St. Louis Federal Reserve President James Bullard on Friday said he wanted to cut interest rates this week to guard against an outlook of slowing growth and weak inflation.
In a brief statement posted on his bank’s website, Bullard said that lowering interest rates this week “would provide insurance against further declines in expected inflation and a slowing economy subject to elevated downside risks.”
The Fed voted 9-to-1 to hold its benchmark short-term rate steady on Wednesday with Bullard as the sole dissenter. It was the first dissent under Fed Chairman Jerome Powell’s tenure.
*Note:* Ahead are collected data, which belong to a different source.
PR #3591, opened 2021-03-20
Replace gender example in validate_inclusion

### LINKED ISSUE #3590: Replace gender example in validate_inclusion
I would propose to change the example of `validate_inclusion` ([see here](https://github.com/elixir-ecto/ecto/blob/v3.5.8/lib/ecto/changeset.ex#L1956)) to a more neutral one. Using a gender and having it set to a default set of values advertises a way that will for sure discriminate against some people. There are so many other more neutral examples:

* Cardinal direction
* List of colors
* Preferred interface Languages
* And some more

I also would create a PR for this if this is wanted, and we decided what example is more neutral.

bitboxer:
closes #3590

### DIFF
--- a/lib/ecto/changeset.ex
+++ b/lib/ecto/changeset.ex
@@ -1963,7 +1963,7 @@ defmodule Ecto.Changeset do
 
   ## Examples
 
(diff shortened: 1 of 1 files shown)


josevalim:

PR #3592, opened 2021-03-23
Support dynamic hints

ukutaht:
See discussion starting here https://github.com/elixir-ecto/ecto/issues/2392#issuecomment-802706968


josevalim:

ukutaht:
I'm trying to integrate this into my app now but running into some trouble.

I think what's happening is that different values in the `hints` field do not invalidate the query cache entry. What I'm seeing is that whatever dynamic `SAMPLE` hint I've used for the first time gets used for every subsequent query.

Is there a way to manually override the cache when writing an Ecto query? Or would it make sense to add `hints` into the cache key?

josevalim:
@ukutaht it has been fixed in master. Can you please give it a try? If it works, I will ship a new release.

ukutaht:
Works great!

That was so quick, thank you so much @josevalim  🙏🏻

PR #3594, opened 2021-03-26
Add Ecto.Changeset.state/1

nathanl:
Provides a public API for determining a changeset's state in data
storage.

I suspect there is a reason this function doesn't already exist, but in
case it was an oversight, here it is. 😄 

Context: when a record has a field that should not change, I have
used `changeset.data.__meta__.state` in a validation function
to ensure that it doesn't. For example:

```
  defp ensure_hostname_is_permanent(changeset) do
    state = changeset.data.__meta__.state

    if get_change(changeset, :hostname) && state != :built do
      add_error(changeset, :hostname, "Cannot change hostname after persisting")
    else
      changeset
    end
  end
```

Using `changeset.data.__meta__.state` seems hacky, since the `__meta__`
seems to imply "this is a private implementation detail".

If there is a better way to approach this problem, I'd be interested to
hear it.

### DIFF
--- a/integration_test/cases/repo.exs
+++ b/integration_test/cases/repo.exs
@@ -103,7 +103,7 @@ defmodule Ecto.Integration.RepoTest do
     assert %Post{__meta__: ^loaded_meta} = TestRepo.insert!(post)
 
     post = TestRepo.one(Post)
-    assert post.__meta__.state == :loaded
+    assert Ecto.Changeset.state(post) == :loaded
     assert post.inserted_at
   end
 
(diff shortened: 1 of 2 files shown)


josevalim:
`Ecto.get_meta(changeset.date, :state)`. It is not very readable though, but it does what you want. :)

nathanl:
I see that you meant `Ecto.get_meta(changeset.data, :state)`. I didn't know about that. Thanks! :)

Should this PR be closed? Or be changed to define something like this?

```
def get_meta(%Ecto.Changeset{} = cs, key), do: Ecto.get_meta(cs.data, key)
```

josevalim:
Yeah, I don't want to add it to the changeset because not all changeset.data is a struct-backed by a schema. :)

PR #3600, opened 2021-04-01
add 2 error messages to catch invalid parameters being passed to joins

mayel:
After spending longer than I wanted to debugging my code by adding inspects to Ecto, here are a couple error messages I added to make it easier next time. Happy to refactor if necessary...

### DIFF
--- a/lib/ecto/query.ex
+++ b/lib/ecto/query.ex
@@ -1071,7 +1071,7 @@ defmodule Ecto.Query do
                            "list of variables, got: #{Macro.to_string(binding)}"
   end
 
-  defmacro join(_query, _qual, binding, _expr, opts) when is_list(binding) do
+  defmacro join(_query, _qual, binding, _expr, opts) do
     raise ArgumentError, "invalid opts passed to Ecto.Query.join/5, should be " <>
                            "list, got: #{Macro.to_string(opts)}"
   end
--- a/lib/ecto/query.ex
+++ b/lib/ecto/query.ex
@@ -1071,6 +1071,11 @@ defmodule Ecto.Query do
                            "list of variables, got: #{Macro.to_string(binding)}"
   end
 
+  defmacro join(_query, _qual, binding, _expr, opts) when is_list(binding) do
+    raise ArgumentError, "invalid opts passed to Ecto.Query.join/5, should be " <>
+                           "list, got: #{Macro.to_string(opts)}"
+  end
+
   @doc ~S'''
   A common table expression (CTE) also known as WITH expression.
 
--- a/lib/ecto/query.ex
+++ b/lib/ecto/query.ex
@@ -1071,7 +1071,7 @@ defmodule Ecto.Query do
                            "list of variables, got: #{Macro.to_string(binding)}"
   end
 
-  defmacro join(_query, _qual, binding, _expr, opts) do
+  defmacro join(_query, _qual, _binding, _expr, opts) do
     raise ArgumentError, "invalid opts passed to Ecto.Query.join/5, should be " <>
                            "list, got: #{Macro.to_string(opts)}"
   end
--- a/lib/ecto/query/planner.ex
+++ b/lib/ecto/query/planner.ex
@@ -572,12 +572,12 @@ defmodule Ecto.Query.Planner do
     with {:ok, source} <- Enum.reverse(sources) |> Enum.fetch(ix) do
       source
     else _ ->
-      raise ArgumentError, message: "could not find a source with index `#{ix}` in `#{inspect sources}"
+      raise ArgumentError, "could not find a source with index `#{ix}` in `#{inspect sources}"
     end
   end
 
   defp fetch_source!(_, ix) do
-    raise ArgumentError, message: "invalid binding index: `#{inspect ix}` (check if you're binding using a valid :as atom)"
+    raise ArgumentError, "invalid binding index: `#{inspect ix}` (check if you're binding using a valid :as atom)"
   end
 
   defp schema_for_association_join!(query, join, source) do
--- a/lib/ecto/query/planner.ex
+++ b/lib/ecto/query/planner.ex
@@ -434,60 +434,69 @@ defmodule Ecto.Query.Planner do
 
   defp plan_joins([%JoinExpr{assoc: {ix, assoc}, qual: qual, on: on, prefix: prefix} = join|t],
                      query, joins, sources, tail_sources, counter, offset, adapter) do
-    schema = schema_for_association_join!(query, join, Enum.fetch!(Enum.reverse(sources), ix))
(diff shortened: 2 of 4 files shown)


v0idpwn:
I'd recommend adding some tests to these scenarios so it doesn't become hard to maintain later on :)

lib/ecto/query/planner.ex
```diff
@@ -434,60 +434,69 @@ defmodule Ecto.Query.Planner do
...
-    schema = schema_for_association_join!(query, join, Enum.fetch!(Enum.reverse(sources), ix))
-    refl = schema.__schema__(:association, assoc)
 
-    unless refl do
-      error! query, join, "could not find association `#{assoc}` on schema #{inspect schema}"
-    end
+    with r_sources = Enum.reverse(sources),
+         true <- is_integer(ix),
+         {:ok, source} <- Enum.fetch(r_sources, ix) do
+
```
v0idpwn, line 441: Instead using `with`, you could write a private function that validates & fetches ix or raises otherwise, as you're raising on else anyway

josevalim: Yes, agreed. Instead of nesting all code, you can call `validate_sources!` and keep the logic only in there. In any case, great PR! :+1:

lib/ecto/query.ex
```diff
@@ -1071,6 +1071,11 @@ defmodule Ecto.Query do
                            "list of variables, got: #{Macro.to_string(binding)}"
   end
 
+  defmacro join(_query, _qual, binding, _expr, opts) when is_list(binding) do
```
kelvinst, line 1074: Cool! But what about if both `binding` and `opts` are not lists? Shouldn't we throw better exceptions. As far as I understand here, in that case we would throw a `FunctionClauseError` 🤔

lib/ecto/query/planner.ex
```diff
@@ -434,60 +434,69 @@ defmodule Ecto.Query.Planner do
 
   defp plan_joins([%JoinExpr{assoc: {ix, assoc}, qual: qual, on: on, prefix: prefix} = join|t],
                      query, joins, sources, tail_sources, counter, offset, adapter) do
-    schema = schema_for_association_join!(query, join, Enum.fetch!(Enum.reverse(sources), ix))
-    refl = schema.__schema__(:association, assoc)
```
kelvinst, line 437: Empty line after function header

kelvinst: I guess `mix format` should remove it right?

lib/ecto/query/planner.ex
kelvinst: What about `fetch_source!(sources, ix)` that actually does this with inside and just returns `source`? It would be used like: `source = fetch_source!(sources, ix)`

kelvinst (approved):
Really liked it, just had some questions.

lib/ecto/query/planner.ex
josevalim: We are not formatting Ecto files though, yet.

lib/ecto/query/planner.ex
mayel: Sounds good!

lib/ecto/query.ex
mayel: There's already a check for that.

lib/ecto/query/planner.ex
mayel: Refactored and added tests :)

mayel:
Refactored as suggested and added tests, please review again.

lib/ecto/query.ex
kelvinst: Are you sure? I couldn't find it, the other clauses match for when both `binding` and `opts` are lists or when only `opts` is a list. You added a clause for when only `binding` is a list. If both are not lists, no clause will match and one will get a `FunctionClauseError`

mayel: Ah gotcha! Latest commit should cover it (dev would get one error to fix, and then the other).

lib/ecto/query/planner.ex
```diff
@@ -567,6 +568,18 @@ defmodule Ecto.Query.Planner do
 
   defp rewrite_param_ix(param, _, _, _, _), do: param
 
+  defp fetch_source!(sources, ix) when is_integer(ix) do
+    with {:ok, source} <- Enum.reverse(sources) |> Enum.fetch(ix) do
+      source
+    else _ ->
+      raise ArgumentError, message: "could not find a source with index `#{ix}` in `#{inspect sources}"
```
josevalim, line 575:
```suggestion
      raise ArgumentError, "could not find a source with index `#{ix}` in `#{inspect sources}"
```

lib/ecto/query/planner.ex
```diff
@@ -567,6 +568,18 @@ defmodule Ecto.Query.Planner do
...
+    end
+  end
+
+  defp fetch_source!(_, ix) do
+    raise ArgumentError, message: "invalid binding index: `#{inspect ix}` (check if you're binding using a valid :as atom)"
```
josevalim, line 580:
```suggestion
    raise ArgumentError, "invalid binding index: `#{inspect ix}` (check if you're binding using a valid :as atom)"
```

test/ecto/query/planner_test.exs
```diff
@@ -340,6 +340,15 @@ defmodule Ecto.Query.PlannerTest do
            "&5.id() == &3.special_long_comment_id() and fragment({:raw, \"LEN(\"}, {:expr, &5.text()}, {:raw, \") > 100\"})"
   end
 
+  test "plan: raises on invalid binding index in join" do
+    query   = from(p in Post, as: :posts)
+    |> join(:left, [{p, :foo}], assoc(p, :comments))
```
josevalim, line 345:
```suggestion
    query =
      from(p in Post, as: :posts)
      |> join(:left, [{p, :foo}], assoc(p, :comments))
```

lib/ecto/query/planner.ex
```diff
@@ -567,6 +568,18 @@ defmodule Ecto.Query.Planner do
 
   defp rewrite_param_ix(param, _, _, _, _), do: param
 
+  defp fetch_source!(sources, ix) when is_integer(ix) do
+    with {:ok, source} <- Enum.reverse(sources) |> Enum.fetch(ix) do
+      source
+    else _ ->
+      raise ArgumentError, "could not find a source with index `#{ix}` in `#{inspect sources}"
+    end
```
josevalim, line 576:
```suggestion
    case Enum.reverse(sources) |> Enum.fetch(ix) do
      {:ok, source} -> source
      :error -> raise ArgumentError, "could not find a source with index `#{ix}` in `#{inspect sources}"
    end
```

josevalim:

PR #3602, opened 2021-04-04
Tag tests that use CONCAT fragments

warmwaffles:
In SQLite3 we do not have access to a CONCAT function. Instead we have
to use `||` with an example like the following:

    SELECT p0.foo || ' thing ' || p0.bar from posts as p0

Not ideal, but it will allow us downstream to ignore these tests and
we'll make a test for the same functionality within the ecto_sqlite3
library itself.

### DIFF
--- a/integration_test/cases/repo.exs
+++ b/integration_test/cases/repo.exs
@@ -884,6 +884,7 @@ defmodule Ecto.Integration.RepoTest do
   describe "insert_all with source query" do
     @tag :upsert
     @tag :with_conflict_target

See: Fed holds steady, removes ‘patient’ language
Powell acknowledged at his press conference that the case for policy easing had strengthened but said many Federal Open Market Committee members wanted more evidence about the economy before easing policy. Most Wall Street economists think the central bank will cut interest rates this year, with many seeing a move at the next FOMC meeting in late July.
Read: What would it take to stop a July rate cut? A lot.
Bullard said a quarter-point rate cut this week would have been the most appropriate course of action.
He said that core and headline inflation, as measured by the Fed’s preferred personal consumption expenditure index, have declined substantially since the end of last year and are now running some 40 to 50 basis points below the Fed’s 2% inflation target.
Market-based measures of inflation expectations have also weakened, he said.
“The forces that are keeping inflation below target seem unlikely to be solely transitory,” Bullard said.
At the same time, Bullard said economic growth is expected to slow for the rest of the year and uncertainties about the outlook have “recently increased.”
“Even if a sharper-than-expected slowdown does not materialize, a rate cut would help promote a more rapid return of inflation and inflation expectations to target,” he said.
In an interview on Bloomberg Television shortly after Bullard’s statement was released, Fed Vice Chairman Richard Clarida stressed that he thought the economy would continue to grow but tied rising worries to global trade tension.
“I think our outlook is for a sustained economic expansion. We could see some moderation in growth this year, but the economy’s baseline outlook is good: sustained growth, a strong labor market and inflation near our objective,” he said.
With this bright backdrop, Clarida said the talk about rate cuts was due to rising uncertainty about the outlook over the last six to eight weeks.
“There has been a marking down of global growth prospects, there is uncertainty about international trade.There is some evidence that is weighing on sentiment a bit , so we’re monitoring that closely and we will act as appropriate to sustain [the] expansion,” Clarida said.
Still, Clarida said the case for “accommodation” has increased since the spring.
“We have the tools necessary to sustain expansion, a strong labor market and stable prices and as appropriate we will deploy those tools to achieve those goals,” he said.
“I don’t think we’re stuck at all,” he said.
U.S. stock futures were pointing to a weaker start for the Dow Jones Industrial Average DJIA, +0.94% on Friday. The yield on the 10-year Treasury TMUBMUSD10Y, +0.24% was 2.06%, down from around 3.2% in November. The yield on the 2-year Treasury TMUBMUSD02Y, -0.54% fell 3 basis points to 1.76%.